> _Data to use_
Issue #1531, opened 2014-09-10
Performance problem with peek on pureComputed (and foreach-binding)


lcorneliussen:
When a pureComputed is peeked while it is sleeping, it will always evaluate (like a "normal" function), but keep sleeping.

A subsequent subscribe, will lead to another evaluation.

In #652 a peek was introduced to the `makeTemplateValueAccessor` of foreach.
https://github.com/knockout/knockout/blob/master/src/binding/defaultBindings/foreach.js#L7

If the peekedValue is an array, the underlying observable is passed to the template binding, which will unwrap it to collect dependenies. If it is not an array, the item is unwrapped again just a couple of lines below (now in order to collect dependencies).

Hence, when using the foreach-binding together with a pureComputed, the pureComputed will allwas evaluate twice.

(I might have missed something - but that is what it looks like for me...)

lcorneliussen:
#1542 helps for the performance problem

PR #1543, opened 2014-09-18
Add caching to sleeping pure computed observables

mbest:
This is mainly in response to #1531, although I had the idea to do this while originally working on the pure computed feature.

### DIFF
--- a/src/subscribables/dependentObservable.js
+++ b/src/subscribables/dependentObservable.js
@@ -34,9 +34,11 @@ ko.computed = ko.dependentObservable = function (evaluatorFunctionOrOptions, eva
     function haveDependenciesChanged() {
         var id, dependency;
         for (id in dependencyTracking) {
-            dependency = dependencyTracking[id];
-            if (dependency._target && dependency._target.hasChanged(dependency._version)) {
-                return true;
+            if (dependencyTracking.hasOwnProperty(id)) {
+                dependency = dependencyTracking[id];
+                if (dependency._target.hasChanged(dependency._version)) {
+                    return true;
+                }
             }
         }
     }
--- a/src/subscribables/dependentObservable.js
+++ b/src/subscribables/dependentObservable.js
@@ -21,44 +21,45 @@ ko.computed = ko.dependentObservable = function (evaluatorFunctionOrOptions, eva
     if (typeof readFunction != "function")
         throw new Error("Pass a function that returns the value of the ko.computed");
 
-    function addSubscriptionToDependency(subscribable, id) {
-        if (!_subscriptionsToDependencies[id]) {
-            _subscriptionsToDependencies[id] = subscribable.subscribe(evaluatePossiblyAsync);
-            ++_dependenciesCount;
+    function addDependencyTracking(id, target, trackingObj) {
+        if (pure && target === dependentObservable) {
+            throw Error("A 'pure' computed must not be called recursively");
         }
-    }
 
-    function disposeAllSubscriptionsToDependencies() {
-        ko.utils.objectForEach(_subscriptionsToDependencies, function (id, subscription) {
-            subscription.dispose();
-        });
-        _subscriptionsToDependencies = {};
+        dependencyTracking[id] = trackingObj;
+        ++_dependenciesCount;
     }
 
     function disposeComputed() {
-        disposeAllSubscriptionsToDependencies();
+        if (!isSleeping && dependencyTracking) {
+            ko.utils.objectForEach(dependencyTracking, function (id, dependency) {
+                if (dependency.dispose)
+                    dependency.dispose();
+            });
+        }
+        dependencyTracking = null;
         _dependenciesCount = 0;
         _isDisposed = true;
         _needsEvaluation = false;
+        isSleeping = false;
     }
 
     function evaluatePossiblyAsync() {
         var throttleEvaluationTimeout = dependentObservable['throttleEvaluation'];
         if (throttleEvaluationTimeout && throttleEvaluationTimeout >= 0) {
             clearTimeout(evaluationTimeoutInstance);
-            evaluationTimeoutInstance = setTimeout(evaluateImmediate, throttleEvaluationTimeout);
+            evaluationTimeoutInstance = setTimeout(function () {
+                evaluateImmediate(true /*notifyChange*/);
+            }, throttleEvaluationTimeout);
         } else if (dependentObservable._evalRateLimited) {
             dependentObservable._evalRateLimited();
         } else {
-            evaluateImmediate();
+            evaluateImmediate(true /*notifyChange*/);
         }
     }
 
-    function evaluateImmediate(suppressChangeNotification) {
+    function evaluateImmediate(notifyChange) {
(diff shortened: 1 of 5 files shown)


mbest:
Since this change is all about performance, it's useful to check that there are no negative affects on performance. To check this, I set up a series of benchmark tests using a simple computed observable that just returns the value of a single observable. The following actions showed no significant change in performance:

1. Creating a normal computed
2. Creating a pure computed
3. Accessing a normal (or awake) computed
4. Updating a normal (or awake) computed

The following actions showed a significant change in performance:

1. Accessing a sleeping computed whose dependencies haven't changed: about 3 times faster
2. Accessing a sleeping computed whose dependencies have changed: about 40% slower (but about par with updating a normal computed)

As the computed observable itself becomes more complex, those two differences will improve as well.

@brianmhunt, @rniemeyer, @SteveSanderson, I'd like to get this merged in soon. So please let me know if you have any concerns.

brianmhunt:
Cool. This is all a bit beyond me, but I like the idea. Would every `ko.subscribable` will now have an associated version, which changes whenever the observable does?

mbest:
> Would every `ko.subscribable` will now have an associated version, which changes whenever the observable does?

Yes. Putting it in `ko.subscribable` allows the code to be shared between computed and plain observables.

mbest:
Thanks, Ryan.

src/subscribables/observable.js
```diff
@@ -25,8 +25,13 @@ ko.observable = function (initialValue) {
 
     if (DEBUG) observable._latestValue = _latestValue;
     observable.peek = function() { return _latestValue };
-    observable.valueHasMutated = function () { observable["notifySubscribers"](_latestValue); }
-    observable.valueWillMutate = function () { observable["notifySubscribers"](_latestValue, "beforeChange"); }
+    observable.valueHasMutated = function () {
+        observable.updateVersion();
```
SteveSanderson: Do you think the above line should perhaps be moved inside `notifySubscribers`? The version number would then mean "notification number" rather than "mutation number".

The reason I suggest this is that I think there's a lot of code out in the wild that does stuff like this:

    myObservable().subProperty = "New value";
    myObservable.notifySubscribers();

I know that's not the recommended pattern, but people may do it (and in practice, there are sure to be plenty of cases where it is done).

If the version continues to refer to mutations rather than notifications, pure computeds won't update correctly in this case, will they?

src/subscribables/dependentObservable.js
```diff
@@ -21,44 +21,56 @@ ko.computed = ko.dependentObservable = function (evaluatorFunctionOrOptions, eva
...
     }
 
-    function disposeAllSubscriptionsToDependencies() {
-        ko.utils.objectForEach(_subscriptionsToDependencies, function (id, subscription) {
-            subscription.dispose();
-        });
-        _subscriptionsToDependencies = {};
+    function haveDependenciesChanged() {
+        var id, dependency;
+        for (id in dependencyTracking) {
```
SteveSanderson: Normally we use `ko.utils.objectForEach` (or at least do a `hasOwnProperty` check) to avoid things getting messed up if people have JS environments with extra properties on `Object.prototype`.

src/subscribables/dependentObservable.js
```diff
@@ -250,23 +242,62 @@ ko.computed = ko.dependentObservable = function (evaluatorFunctionOrOptions, eva
...
-                _needsEvaluation = true;
-                evaluateImmediate(true /* suppressChangeNotification */);
-                if (!_isDisposed) {     // test since evaluateImmediate could trigger disposal
+                if (_needsEvaluation || haveDependenciesChanged()) {
+                    dependencyTracking = null;
+                    _dependenciesCount = 0;
+                    _needsEvaluation = true;
+                    evaluateImmediate();
+                } else {
+                    // First put the dependencies in order
```
SteveSanderson: I'm sure this manual order management is necessary, but I'm struggling a bit to understand why so (or what's different from before when we didn't need this). Could you clarify?

Also I don't see anything obvious in the added test that shows anything to do with dependency order manangement. In general the amount of test changes are quite small compared with the amount of change to the production code. Is this because our existing tests already demonstrate all the functionality added here, or would it be worth ensuring more of the cases accounted for in the code here are shown in the tests?

SteveSanderson:
In principle this sounds great. The way you've described the feature totally makes sense, and thanks for quantifying the perf impact.

I won't pretend to have made sense of every line in the diff (in fact, it's complex enough that I probably would have to reimplement it from scratch to understand it) but I'm fine with trusting that you know what you are doing with this :)

Some line comments added.

src/subscribables/observable.js
mbest: I also thought about using the notification, but if the observable is rate-limited, that would change when a sleeping computed would see the new value. Also how would it know when a sleeping computed has changed?

src/subscribables/dependentObservable.js
mbest: I can add the `hasOwnProperty` check. I'm not using `objectForEach` because it doesn't allow the loop to end early.

src/subscribables/observable.js
mbest: I suppose we could update the version in both cases (mutation and notification), at least for rate-limited and sleeping observables.

src/subscribables/dependentObservable.js
mbest: In Chrome, at least, when the object keys are numeric, it re-orders them in numeric order. In an earlier iteration of this feature, I had a test that failed without this code but it was mainly testing another feature that I didn't include. I'll see if I can modify the test to show the need for this.

mbest:
I split the code changes into two commits to help make the actual changes more clear. The first commit mainly re-organizes the code and doesn't change functionality

mbest:
I've added a test regarding the order of subscriptions. I hope it's clear enough.

mbest:
@SteveSanderson, I thought some more about the notification/mutation issue and now agree with you that the version should be changed on change notification. This makes a sleeping computed act more like a normal computed when dependent on a rate-limited observable. I've added some tests to show this.

rniemeyer:
I think this looks good to merge. @SteveSanderson - do you feel that your concerns were addressed?

SteveSanderson:
@mbest's comments are comforting :) I'll check the code and merge it in the morning hopefully!

SteveSanderson:
Thanks again @mbest! This looks like it was tricky to get right, so thanks for being so thorough with the testing. It's great that `ko.pureComputed` will now re-evaluate just as infrequently as a regular `ko.computed` while also retaining its memory-safe properties. This is cool stuff!

We have so much functionality around computeds by now that the logic in `dependentObservable.js` is *really* intricate... I think we've done a great job of keeping it robust by having such extensive test coverage, but it's absolutely at the limit of what I think is practical to maintain. I can't say I really understand it without mentally stepping through dozens of if/else cases and trying to contemplate all the scenarios. In the future, we'll have to focus on layering additional functionality on from outside (rather than expanding the core dependent observable logic) if at all possible.

Anyway, great to get this in :)

PR #1504, opened 2014-09-26
Components should render synchronously when possible

SteveSanderson:
While I love the syntax and design of the new components feature, the affect it has on rendering makes it a poor choice for many projects.  
- Since components are always rendered asynchronously, leveraging them causes lots of "janky" loading 

_If you've ever been scrolling down a webpage on your mobile device and been frustrated by the page constantly jumping and changing scroll position due to things loading up above, then you should understand the meaning here_
- Similarly, it causes a lot of [layout thrashing](http://wilsonpage.co.uk/preventing-layout-thrashing/).

Here is a clear illustration of what I'm talking about.  Let's say a page has two boxes of content which have shared code at the top.

---

CONTENT A
CONTENT B
CONTENT C

---

CONTENT A
CONTENT D
CONTENT E

---

Then you decide that since CONTENT A is shared code and decide to extract it out to a knockout component.   You might think you've simply re-factored your code, but by bringing in components you've actually changed the rendering order.   Whereby it used to render top-to-bottom, it will now render B,C,D,E first, and then after that the CONTENT A section will pop in after that (and it will seem jerky).

Given that projects using components are probably large enough that they are almost certainly bundling their javascript anyways, I really think components need to the capability to render syncronously, or at least somehow give the appearance that it is.

### DIFF
--- a/spec/components/loaderRegistryBehaviors.js
+++ b/spec/components/loaderRegistryBehaviors.js
@@ -212,6 +212,28 @@ describe('Components: Loader registry', function() {
         });
         expect(cachedLoadCompletedSynchronously).toBe(true);
         expect(getConfigCallCount).toBe(1); // Was cached, so no extra loads
+
+        // See that, if you use ko.components.get synchronously from inside a computed,
+        // it ignores dependencies read inside the callback. That is, the callback only
+        // fires once even if something it accesses changes.
+        // This represents @lavimc's comment on https://github.com/knockout/knockout/commit/ee6df1398e08e9cc85a7a90497b6d043562d0ed0
+        // This behavior might be debatable, since conceivably you might want your computed to
+        // react to observables accessed within the synchronous callback. However, developers
+        // are at risk of bugs if they do that, because the callback might always fire async
+        // if the component isn't yet loaded, then their computed would die early. The argument for
+        // this behavior, then, is that it prevents a really obscure and hard-to-repro race condition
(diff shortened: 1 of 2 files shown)


IPWright83:
I've a similar need to use a synchronous mode or at least have some sort of notification once complete which may help @laurentbourgaultroy with tests.

In my case I want to hook up some advanced events (being built in D3) but whichever way I seem to register to bindings I always get my function firing before the component has loaded properly. This means that my selectors always return 0 items, rather than the number of items I expect in the DOM.

reflectiveSingleton:
@IPWright83 I have written this feature into footwork.js (which is based on knockout). The method employed there accomplishes it using a few things:

* A Custom loader which wraps every component with a custom binding
* The custom binding is used to detect when the component is added to the DOM via the update() method

You can see guts of the implementation at: https://github.com/reflectiveSingleton/footwork/blob/master/source/framework/component/lifecycle.js

IPWright83:
Thanks, I came across someone mentioning custom bindings and have used that
method successfully. Appreciate the reply though.

benquarmby:
@SteveSanderson I am using Knockout exactly as you describe here:

> ...which in production might be all of them, e.g., if you're using AMD and have preloaded a bundle containing everything...

So the following actually seems very attractive, despite the aversion to global flags:

> We can consider going further and having a built-in global flag if it keeps coming up as a requirement (but hopefully it won't be necessary - we avoid global flags as much as possible).

For now I'll look at a custom loader that wraps the default.

Issue #648, opened 2012-09-19
Auto-fill by FF not seen by Knockout.js


beders:
Creating a login form with knockout.js is not working as expected if you use the auto-fill/password feature of Firefox.
Firefox will fill in remembered usernames and passwords, but that change is not seen by the view-model and thus the fields are empty if 'Sign in' is clicked.

I'll add a minimal example of the behavior.
To reproduce: Open index.html, fill in login/password --> The labels login and password are bound as they should.

Now hit sign it --> browser will ask you to store the password. Say yes.

Now reload the page --> login & password fields are pre-filled by browser, but the binding is unaware of that and Sign in will fail.

davidhouweling:
I've been investigating this issue on Safari v. 8.0.5 (the latest I believe) as well as I've noticed that it too doesn't play all that nicely either. When autofill is done, it does fire a textInput event, but the 'data' attribute is the previous value which the user typed in (before the selected autofill value). However, if you do 'target.value' it is the filled in value.

mbest:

> _Exercise prompt_
Only the number is needed: count the lines of the material that include "sure".

> _Final answer_
2